Among the lines below, count those with "simply". Give only the number.

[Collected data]
>>>>
Issue #878, opened 2022-07-08
[QUESTION] What is the alternative of omxh264enc for Raspberry PI os (bulleye)?


LLejoly:
How are we supposed to use the SDK to stream real time video with the Raspberry PI OS bullseye which is the most recent version of the OS?

The omxh264enc is not supported anymore. Thus what is the alternative

** Logging **
omxh264enc not supported anymore with PI OS Bullseye

** Any design considerations/constraints **
- Use of PI OS Bullseye
- The alternative proposed with x264enc creates an allocation error.

Explain in detail how you would like to integrate our SDK into your solution 

The goal is to find a way to integrate the kvssink on raspberry pi OS (Bullseye)

LLejoly:
Solution found:

With bullseye you need to use libcamerasrc to retrieve camera source and you need to use a supported h264enc.

```
gst-launch-1.0 libcamerasrc ! video/x-raw,width=640,height=480,framerate=30/1,format=I420 ! videoconvert ! v4l2h264enc extra-controls="controls,repeat_sequence_header=1" ! video/x-h264,level='(string)4' ! h264parse ! video/x-h264,stream-format=avc, alignment=au,width=640,height=480,framerate=30/1 ! kvssink stream-name="yourStreamName"  aws-key"yourKey" secret-key="yourSecretKey" aws-region="yourRegion"
```

PR #879, opened 2022-07-08
Support for Bullseye version

LLejoly:
*Issue #878 

*Description of changes:*

Provides a solution for the Raspberry PI OS (Bullseye) to stream data to kvs. The tutorial provided is outdated for Bullseye since encoders and source acquisition are not supported anymore.


zEuS0390 (approved):
This should be included in the documentation for the latest versions of Raspberry Pi OS. It's hard to find the solution when it is not included in the official.

PR #730, opened 2018-05-26
Update of DPA and Exclusion Zone

sbdt-google:
- E-DPA: update of some of the missing distances. Basically, the difference is now:
  Alameda:128km
  Pensacola: 304km
  Webster Field: 288km
  Pascagoula: 288 km

- Update of the exclusion zone KML with Nellis Air Force Base.
- Fix DPA reading to not acept invalid geometry.
  This will provide automatic issue detection in future updated KML.
   For now the Coastal correct the geometries until Hawaii6 is fixed by NTIA.


sbdt-google:
Thanks

PR #731, opened 2018-05-26
Remove multiprocess Manager

sbdt-google:
+ Remove the use of the mp Manager, and using the pool mechanism instead.
Some profiling of the Manager as used in the code shows that it does not
scale at all, as it constantly fork new process and lock during
contention when updating the shared dict (plus IPC overheads).
As a consequence, beyond a few processes, the actual running time is
constant or actually increase. All gains from parallel calculation is
lost on the shared objects management, which can take typically:
  - 60% for 4 processes 
  - 85% for 12 processes
  - and so on..

Using simply the regular returned value from pool.map is much more
scalable, in addition of being simple.

+ Add profile script in tools/benchmark + a `profpool.py` utility in tools/
to enable the ability to profile each process. To run, simply launch the
tools/benchmark/prof_agg_interp.py script.

### DIFF
--- a/src/harness/reference_models/common/mpool.py
+++ b/src/harness/reference_models/common/mpool.py
@@ -48,7 +48,7 @@ pool.apply_async(...)
 
 from functools import partial
 import multiprocessing
-
+import time
 
 class _DummyPool(object):
   """A dummy pool for replacement of `multiprocessing.Pool`
@@ -105,7 +105,11 @@ def GetNumWorkerProcesses():
 
 
 def _partial_fn(fn):
+  # sleep to avoid returning too fast so each worker
+  # gets one job in the RunOnEachWorkerProcess.
+  time.sleep(0.5)
   return fn()
+
 
 def RunOnEachWorkerProcess(fn, * args, **kwargs):
   """Runs a function on each of the pool process."""
--- a/src/harness/reference_models/common/mpool.py
+++ b/src/harness/reference_models/common/mpool.py
@@ -88,14 +88,20 @@ _pool = _DummyPool()
 _num_workers = 0
 
 # External interface
-def Pool():
+def Pool(reinit=False):
   """Returns the worker pool.
 
   It supports routines:
     map()
     apply_async()
   And other `multiprocessing.Pool` routines if not a dummy pool.
+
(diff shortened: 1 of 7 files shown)


src/harness/reference_models/common/mpool.py
```diff
@@ -105,8 +111,12 @@ def GetNumWorkerProcesses():
 
 
 def _partial_fn(fn):
+  # sleep to avoid returning too fast so each worker
+  # gets one job in the RunOnEachWorkerProcess.
+  time.sleep(0.5)
```
jni2000: should we consider using a random number 0.5 - 1.0 to be more reliable ?

src/harness/reference_models/iap/iap.py
```diff
@@ -134,12 +128,8 @@ def iapPointConstraint(protection_point, channels, low_freq, high_freq,
       protection_constraint)
 
   if not neighbor_grants:
-    for j in xrange(len(channels)):
-      asas_interference.UpdateAggregateInterferenceInfo(
-          protection_point[1], protection_point[0], 0)
-      aggr_interference.UpdateAggregateInterferenceInfo(
-          protection_point[1], protection_point[0], 0)
-    return
+    return (protection_point[1], protection_point[0],
```
jni2000: I understand that you are trying to return the original asas_interference and aggr_interference here and all other places in stead of updating them. I will have to true you that they are logically correct and not affect the calculation results. If you test results are correct, I have no objections, but do please make sure tested and verified.

src/harness/reference_models/common/mpool.py
sbdt-google: Not really in this case. This is just for the use of the little function nbelow which insure that you run  one function on each pool.
This is only used in the `test_main.py` script which allows to configure each pool geo data drivers for example.

src/harness/reference_models/iap/iap.py
sbdt-google: Yes I checked carefully and compared the examples before and after. They give exactly the same results on all 15 decimals printed

sbdt-google:
No algorithmic change. 
Just programmatic.

PR #732, opened 2018-05-26
Add memoizing propag cache around repeated calculations.

sbdt-google:
Only for the Hybrid model (used for PPA and GWPZ) as these dominates the calculation.
This avoids redoing the propag calculation for parts of grant crossing
the 5MHz channels, and the IAP loop.

As an example if we process grants of 20MHz in agg_interference, we decrease by 4x the lengthy calculation. For IAP it is even worse as there are several loops, and the computeInterference is 
recomputed each time that a grant is not satisfied and we retry with a different threshold or power.

2 lines added, everything else is just indentation.
See the "Hide whitespace change" in the button Diff Settings, in the Files Changed pane, to see the actual change of the 2 lines.


src/harness/reference_models/iap/iap.py
```diff
@@ -198,75 +200,77 @@ def iapPointConstraint(protection_point, channels, low_freq, high_freq,
   grants_overlap_flag = {}
   grants_interference = {}
 
-  while num_unsatisfied_grants > 0:
-    for g_idx, grant in enumerate(neighbor_grants):
+  with cache.CacheManager(wf_hybrid.CalcHybridPropagationLoss):
```
jni2000: even though diff showed significant differences, I guess this is the only addition added, right ? Same comment on the other file.

kate-harrison: Check https://github.com/Wireless-Innovation-Forum/Spectrum-Access-System/pull/732/files?w=1

jni2000: Good, thanks.

PR #733, opened 2018-05-29
Update with latest DPA and exclusion zone.

sbdt-google:
Hawaii6 is now fixed, so reenable the invalidity test for coastal DPA.
Note: neighbor distances are still not fully defined, so using default
values.


sbdt-google:
Thanks all for checking.
Thao: yes only Hawaii 6 was invalid, and Nickconverted it to a polygon with hole instead of a "horseshoe" type polygon with self-touching. 
Others Hawai seems to have changed but looking quickly it only looks like a rotation of the points (meaning there are shifted but kept unchanged).

Thao-Nguyen:
I see. Thanks!

PR #734, opened 2018-05-31
Updates the cert generation scripts:

harinineelu:
(1) Fixes the problem where root/ was deleted in generate_fake_certs.sh but required by generate_sas_cert.sh.
(2) Adds SAN support to generate_sas_cert.sh.
(3) Now also generates an ECC cert for SAS UUT.
(4) Fixes the filenames of the SAS UUT certs so that they do not overwrite certs generated by generate_fake_certs.sh.


harinineelu:
Thanks. Merged #734

PR #735, opened 2018-05-31
Fix IPR2 issue caused by temporary DPA KML

sbdt-google:
DPA KML are not yet finalized in the sense that:
  - all mandatory OOB neighbor distances are currently set as NaN
  - the catA optional distance is also set to NaN instead of either being specified or left blank

This second point means that the code was using a NaN distance for CatA, and this breaks IPR2: 
you then have CatA CBSD in Oregon being in neighborhood of east coast DPA. 
Running such long range path loss calculation is extremely slow obviously as a lot of terrain tiles need to be loaded.

In addition fixed the channelization of the DPA channel for the case where the DPA bandwidth are not multiple of 10MHz. Although they are all in the current DPA KML, the original list of inland DPAs had radar operating only in small frequency band of few MHz. This change will support these cases if they are provided back in future portal DPA update.

### DIFF
--- a/src/harness/reference_models/dpa/dpa_mgr.py
+++ b/src/harness/reference_models/dpa/dpa_mgr.py
@@ -418,7 +418,7 @@ def GetDpaProtectedChannels(freq_ranges_mhz, is_portal_dpa=False):
   channels = set()
   for freq_range in freq_ranges_mhz:
     min_freq = int(freq_range[0] / DPA_CHANNEL_BANDWIDTH) * DPA_CHANNEL_BANDWIDTH
-    max_freq = int(freq_range[1] / DPA_CHANNEL_BANDWIDTH) * DPA_CHANNEL_BANDWIDTH
+    max_freq = freq_range[1]
     freqs = np.arange(min_freq, max_freq, DPA_CHANNEL_BANDWIDTH)
     for freq in freqs:
       channels.add((freq, freq + DPA_CHANNEL_BANDWIDTH))
--- a/src/harness/reference_models/dpa/dpa_mgr_test.py
+++ b/src/harness/reference_models/dpa/dpa_mgr_test.py
@@ -1,0 +1,56 @@
+#    Copyright 2018 SAS Project Authors. All Rights Reserved.
+#
+#    Licensed under the Apache License, Version 2.0 (the "License");
+#    you may not use this file except in compliance with the License.
+#    You may obtain a copy of the License at
+#
+#        http://www.apache.org/licenses/LICENSE-2.0
+#
+#    Unless required by applicable law or agreed to in writing, software
+#    distributed under the License is distributed on an "AS IS" BASIS,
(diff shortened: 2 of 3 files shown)


src/harness/reference_models/dpa/dpa_mgr.py
```diff
@@ -418,7 +418,7 @@ def GetDpaProtectedChannels(freq_ranges_mhz, is_portal_dpa=False):
   channels = set()
   for freq_range in freq_ranges_mhz:
     min_freq = int(freq_range[0] / DPA_CHANNEL_BANDWIDTH) * DPA_CHANNEL_BANDWIDTH
-    max_freq = int(freq_range[1] / DPA_CHANNEL_BANDWIDTH) * DPA_CHANNEL_BANDWIDTH
+    max_freq = freq_range[1]
```
jni2000: why we do not need to do the same for min_freq, does this assume that min_freq  is always on the DPA_CHANNEL_BANDWIDTH boundary ?

jni2000:
Yes I agreed with what you explained. My question was that why didn't you make the same change to the freq_min as you did to freq_max.

On Jun 1, 2018 2:24 AM, Serge Barbosa <notifications@github.com> wrote:

@sbdt-google commented on this pull request.

________________________________

In src/harness/reference_models/dpa/dpa_mgr.py<https://github.com/Wireless-Innovation-Forum/Spectrum-Access-System/pull/735#discussion_r192306937>:

> @@ -418,7 +418,7 @@ def GetDpaProtectedChannels(freq_ranges_mhz, is_portal_dpa=False):
   channels = set()
   for freq_range in freq_ranges_mhz:
     min_freq = int(freq_range[0] / DPA_CHANNEL_BANDWIDTH) * DPA_CHANNEL_BANDWIDTH
-    max_freq = int(freq_range[1] / DPA_CHANNEL_BANDWIDTH) * DPA_CHANNEL_BANDWIDTH
+    max_freq = freq_range[1]


The code does not assume that the radar bandwidth starts at a multiple of 10MHz. In fact in the original list provided, there was some radar with frequency starting at things like 3582 (for experimental radar). But the goal here is to compute the channels covering the radar bandwidth.
As an example, if you have a radar covering 3582-3597, then you want one DPA channel between 3580-3590, and one for 3590-3600. This was not the case with previous code which would miss the last one.
Note that for now the DPA KML provided only have bandwidth as a multiple of 10MHz, but it is best not to rely on this fact for future update.

kate-harrison:
James, take a careful look at line 422 and think through the example that Serge gave. I initially had the same questions but Serge has convinced me that the code is correct.

jni2000:
OK, got it. Thanks. Approved.

On Jun 1, 2018 11:42 AM, Kate <notifications@github.com> wrote:

James, take a careful look at line 422 and think through the example that Serge gave. I initially had the same questions but Serge has convinced me that the code is correct.

PR #737, opened 2018-06-02
Fix xPR tests for interference check when no peer SAS.

sbdt-google:
The absolute threshold need to be scaled to be relative to same
bandwidth as the one used for aggregate interference calculation,
ie IAP_BW (5MHz) in most cases, except for FSS blocking where it
is a general threshold.


sbdt-google:
Thanks

PR #739, opened 2018-06-04
Fix flakiness in test cases which inject PPAs

harinineelu:
...by ensuring that the PAL records and the PPA record have the same time range.


harinineelu:
Thanks. Merged #739

PR #741, opened 2018-06-04
MCP updates

harinineelu:
These are the changes agreed upon in this morning's WG4 call (see the WG4 mailing list for the latest draft).


kate-harrison:
Yup, definitely tested :) Thanks for the quick review!

PR #744, opened 2018-06-05
Update IPR test cases according to the latest spec changes

harinineelu:
... and add logging to existing test cases.

### DIFF
--- a/src/harness/reference_models/dpa/dpa_mgr.py
+++ b/src/harness/reference_models/dpa/dpa_mgr.py
@@ -640,3 +640,4 @@ def BuildDpa(dpa_name, protection_points_method=None, portal_dpa_filename=None):
              freq_ranges_mhz=freq_ranges_mhz,
              neighbor_distances=neighbor_distances,
              monitor_type=monitor_type)
+
--- a/src/harness/reference_models/dpa/dpa_mgr.py
+++ b/src/harness/reference_models/dpa/dpa_mgr.py
@@ -568,7 +568,7 @@ def _CalcTestPointInterfDiff(point,
 
 
 
-def BuildDpa(dpa_name, protection_points_method=None):
+def BuildDpa(dpa_name, protection_points_method=None, portal_dpa_filename=None):
   """Builds a DPA parameterized correctly.
 
   The DPA special parameters are obtained from the DPA database.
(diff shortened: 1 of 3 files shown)


src/harness/testcases/WINNF_FT_S_IPR_testcase.py
```diff
@@ -905,3 +989,294 @@ def test_WINNF_FT_S_IPR_6(self, config_filename):
...
+        })
+    using_esc_dpa = 'escDpa' in config
+    using_portal_dpa = 'portalDpa' in config
+    self.assertTrue(
+        using_esc_dpa ^ using_portal_dpa,
+        msg=
+        'Invalid config: must use exactly one ESC-monitored DPA OR one portal-controlled DPA.'
+    )
+    if using_esc_dpa:
+      self.assertLessEqual(
```
credtech: Shoudn't it be **assertEqual** instead of assertLessEqual here? (i.e raise an error if the low frequency is not 3540 MHz)

kate-harrison: I think assertLessEqual is correct since we need to permit activation of DPAs in 3550-3650 (whereas using assertEqual would restrict only to checking aggregate interference to always-active DPAs).

credtech: You're right, thanks for the clarification!

kate-harrison: Thanks for checking! Does the rest of the PR look good?

src/harness/reference_models/dpa/dpa_mgr.py
```diff
@@ -612,7 +612,7 @@ def BuildDpa(dpa_name, protection_points_method=None):
     monitor_type = 'esc'
   except KeyError:
```
redtechnologies: This error won't be raised if the name of the portal dpa provided in the config file (field dpaId) happens to exist in the default ESC NTIA file.

=> to avoid ending up with the wrong portal DPA points, it may be safer not to call GetCoastalDpaZones when building a portal DPA (e.g, by adding an optional parameter "isPortalDpa" to BuildDpa)

redtechnologies: ok to leave the code unchanged. I agree this situation is not supposed to happen & can be easily detected. Thanks!

harinineelu:
Thanks. Merged #744

PR #748, opened 2018-06-08
Bug fix on the ESC neighborhood for CatA during IAP.

sbdt-google:
The special CatA with ESC case was done with the implicit assumption
that the channels are the 5MHz IAP channels. The code works in that
case (for example: aggregateInterference check).
But the IAP runs the overlap selection using the whole ESC band
3550-3680 to filter the grants in the neighborhood. The code was not
working in that condition and CatA beyond 3660 were kept in the
neighborhood, preventing the IAP loop to ever converge.


sbdt-google:
Thanks for the quick review.

Issue #749, opened 2018-06-08
generate_sas_cert.sh malforms x509 extensions


bradeales:
`openssl` incorrectly permits the entry of multiple `-extensions` options in the command line, but it only uses the last option provided. As a result, the current `generate_sas_cert.sh` script only creates the SAN x509 extension.  

Correct x509 extensions from `generate_fake_certs.sh` (but this does not provide ability to add SAN, nor generate ECC SAS certs):
```bash
        X509v3 extensions:
            X509v3 Subject Key Identifier:
                62:A6:8A:FC:96:15:DC:A7:B8:4A:B5:4D:6C:3C:0F:5C:26:A5:FF:EE
            X509v3 Authority Key Identifier:
                keyid:C4:AB:A9:C0:A6:21:68:F4:11:21:97:CA:A5:BD:8C:32:65:46:E0:28

            X509v3 Basic Constraints:
                CA:FALSE
            X509v3 Key Usage: critical
                Digital Signature, CRL Sign
            X509v3 Extended Key Usage:
                TLS Web Server Authentication, TLS Web Client Authentication
            X509v3 Certificate Policies:
                Policy: 2.16.840.1.114412.2.1
                  CPS: https://www.digicert.com/CPS
                Policy: 1.3.6.1.4.1.46609.1.1.1

            X509v3 CRL Distribution Points:

                Full Name:
                  URI:http://localhost:9007/ca.crl
```

x509 extensions when no SAN is provided through `generate_sas_cert.sh`:  
```bash
[no extensions whatsoever]
```

x509 extensions when a SAN is provided through `generate_sas_cert.sh`:
```bash
        X509v3 extensions:
            X509v3 Subject Alternative Name:
                DNS:foo.bar.com, DNS:bar.com
```

kate-harrison:
Thanks for the thorough report and analysis! We'll have a PR up for this very soon. When it's merged will depend on when another SAS Admin can review it, but of course you're always welcome to use the draft.

kate-harrison:
Fixed in #750.

PR #750, opened 2018-06-08
Use all extensions during SAS cert generation.

harinineelu:
Fixes Issue #749


jni2000:
The script changes look good to me, we are in process of verifying it. Will approve asap if no concerns.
<<<<
- [WRITTEN ANSWER] 2